Quantal analysis of excitatory synapses in rat hippocampal CA1 in vitro during low-frequency depression.

A U Larkman 1, J J Jack 1, K J Stratford 1
PMCID: PMC1160077  PMID: 9423186

Abstract

1. We have performed a detailed quantal analysis of excitatory postsynaptic potentials (EPSPs) evoked by minimal extracellular stimulation in the CA1 region of slices of adult rat hippocampus maintained in vitro. 2. EPSPs were evoked at 2-5 Hz, and the eight that were analysed all showed at least a 50% depression of mean peak amplitude during recording. 3. EPSP amplitude fluctuations were analysed by three methods: the use of amplitude frequency histograms with clear and reliable peaks where available, graphs of the EPSP (coefficient of variation)-2 against EPSP mean, and analysis of EPSP mean and standard deviation assuming simple binomial statistics with the number of release sites (N) kept constant but the quantal size (Q) and the release probability (Pr) allowed to vary over time. 4. The results of the three analysis procedures were in good agreement.

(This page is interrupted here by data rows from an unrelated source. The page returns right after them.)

PR #8443, opened 2021-04-16
fix(react): update CodeSnippet html from code > pre to pre > code

### LINKED ISSUE #8436: CodeSnippet singleline and multiline use invalid HTML

- [x] `carbon-components`

## Detailed description

I'm currently working on `@carbon/vue` v3. While porting the code snippet component I noticed that the HTML in the official design system docs and in the React implementation is invalid. Both the singleline and the multiline variant have this structure: `<code><pre>CONTENT</pre></code>`.

According to MDN, a [`<code>` tag](https://developer.mozilla.org/en-US/docs/Web/HTML/Element/code) may only contain phrasing content, but the [`<pre>` tag](https://developer.mozilla.org/en-US/docs/Web/HTML/Element/pre) is flow content. This means that sites using the Carbon code snippet component are not valid according to the W3C markup validator (and this is not just a warning, it's an error). You can try this yourself using this small snippet:

1. Open the [W3C Markup Validator](https://validator.w3.org/)
2. Click on "Validate by Direct Input", and paste the following document:
    ```html
    <!DOCTYPE html>
    <html lang="en">
      <head>
        <title>foobar</title>
      </head>
      <body>
        <code>
          <pre>CONTENT</pre>
        </code>
      </body>
    </html>
    ```
3. See the resulting error:
    > Element `pre` not allowed as child of element `code` in this context.
    > Contexts in which element `pre` may be used: Where flow content is expected.
    > Content model for element `code`: Phrasing content.

## Additional information
I believe swapping the `code` and `pre` elements around should fix this as the `code` element is itself phrasing content, which is allowed inside `pre`.

joshblack:
Closes #8436 

#### Changelog

**New**

**Changed**

- Update code snippet to use pre > code instead of code > pre

**Removed**

#### Testing / Reviewing

- Verify no visual style changes have occured

### DIFF
--- a/packages/react/src/components/CodeSnippet/CodeSnippet.js
+++ b/packages/react/src/components/CodeSnippet/CodeSnippet.js
@@ -224,13 +224,11 @@ function CodeSnippet({
         aria-label={ariaLabel || copyLabel || 'code-snippet'}
         onScroll={(type === 'single' && handleScroll) || null}
         {...containerStyle}>
-        <code>
-          <pre
-            ref={codeContentRef}
-            onScroll={(type === 'multi' && handleScroll) || null}>
-            {children}
-          </pre>
-        </code>
+        <pre
+          ref={codeContentRef}
+          onScroll={(type === 'multi' && handleScroll) || null}>
+          <code>{children}</code>
+        </pre>
       </div>
       {/**
        * left overflow indicator must come after the snippet due to z-index and


tw15egan (approved):
LGTM 👍 ✅

dakahn (approved):

andreancardona (approved):
🔥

Seven EPSPs showed a substantial reduction in the mean number of quanta released per trial, and in three cases this was the predominant mechanism of the depression. Five EPSPs showed a substantial decrease in Q. Values for N ranged between 3 and 18, with a median of 6; Pr ranged between 0.14 and 0.81 and Q between 66 and 275 microV. 5. We used the Q estimates from the binomial method to correct the recorded EPSP amplitudes for changes in quantal size over time. For seven out of the eight EPSPs, this rescaling procedure allowed histograms with clear peaks to be obtained from longer runs of data, or improved the sharpness of the peaks in histograms from all the recorded data. The improvement in peak sharpness was assessed using an autocorrelation-based method. The correction was much less successful if the Q estimates were obtained with a variant of the binomial method in which Pr was held constant and N was allowed to vary. 6. The only simple explanation for the success of the correction procedure is that changes in quantal size were a major factor in obscuring peaks in histograms based on large numbers of trials, and that the quantal size estimates from the binomial method with N held constant were reasonably accurate. 7. We conclude that transmission at these synapses was quantal with relatively low quantal variance, but repetitive stimulation often induced substantial changes in the quantal parameters that might prevent the success of conventional quantal analysis approaches.

Full text

PDF

Selected References

These references are in PubMed. This may not be the complete list of references from this article.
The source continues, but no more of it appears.